Gタンパク質共役受容体

  • 平本正樹 Hiramoto, Masaki
    東京医科大学 生化学分野 教授
公開日:2024年10月8日
糖尿病・内分泌プラクティスWeb. 2024; 2(5): 0071./J Pract Diabetes Endocrinol. 2024; 2(5): 0071.
https://doi.org/10.57554/2024-0071

はじめに

 Gタンパク質共役受容体(G protein-coupled receptor:GPCR)は細胞膜タンパク質における最大のファミリーで、ヒトでは800種を超えるメンバーから構成される。ホルモン、神経伝達物質、感覚刺激などさまざまな細胞外シグナル分子(リガンド)に対する細胞応答を仲介する。多様な生理反応に関わり、数多くの疾患に関わることも報告されていることから、創薬の標的としても注目度が高く、実際にGPCRを標的とした治療薬が臨床で用いられている。昨今、糖尿病および肥満症の治療薬として使用され、適応外使用でも問題となっているGLP-1(glucagon-like peptide-1)受容体作動薬も、その分子標的であるGLP-1受容体はGPCRである。

1.GPCRの構造と分類

 ヒトでは800種以上のGPCRが存在し、そのリガンドも多岐にわたるが、全てのGPCRは共通の基本構造を有する。
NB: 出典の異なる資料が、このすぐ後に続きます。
PR #756, opened 2019-01-31
cclient: fix include prefixes

### LINKED ISSUE #719: Fix cclient include prefixes
At the moment, we enforce a custom include_prefix for all request/response/types

This makes using cclient from different build environments (or as a library with headers) much harder than it has to be, so we should clean this up.

wusyong:
Remove include prefixes for types/request/response.

Fix #719 

# Test Plan:
CI


th0br0:
Hi @wusyong  - I'm closing this PR in favour of #757 
We ended up doing the same change in parallel apparently, so thanks for contributing nonetheless!!!

PR #768, opened 2019-02-01
mam2: state struct

thibault-martinez:
This PR provides a minimal wallet struct that will eventually contain everything a user needs to operate MAM2.

# Test Plan:
CI


th0br0:
Could we call this something other than wallet? `mam2_state` or so? wallet implies funds, which isn't the case for MAM2

tsvisabo (commented):
Hi, could we list the missing API/fields on `mam_state`?
i.e:
- NTRU keys
- PRNG/s
- channles/endpoints
- send/recv
- serialize/deserialize state

tsvisabo (approved):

7本のαヘリックスが細胞膜を貫通しており、N末端領域は細胞外に、C末端領域は細胞内に存在する。αヘリックス同士は、それぞれ3つの細胞外ループと細胞内ループによってつながっている。細胞内領域のリン酸化修飾は、受容体の脱感作につながる。その他、C末端領域においてパルミトイル化修飾、細胞外領域において糖鎖修飾などを受ける。
 アミノ酸配列の相同性や機能的な役割などから、5つあるいは6つのサブファミリーに分類されるが、800種の多くは下記3つ(A、B、C)のサブファミリーに属する 1)。ファミリーAは最大のサブファミリーで、細胞外にあるN末端領域が短く、膜貫通領域においてリガンドを受容する。受容するリガンドは、ロドプシン、アセチルコリン、アドレナリン、エンドセリンなど、脂溶性低分子からペプチドまで多岐にわたる。GPCRのおよそ半数を占め、揮発性低分子(匂い物質)を受容する嗅覚受容体も、ファミリーAに属する。本稿の後半で取り上げるファミリーBは、100~300アミノ酸からなるやや長いN末端領域において、セクレチン、グルカゴン、GLP-1などのペプチドホルモンをリガンドとして受容する。ファミリーCは、300~600アミノ酸からなる特徴的なドメイン構造を有するN末端領域において、グルタミン酸やγ-アミノ酪酸などを受容する。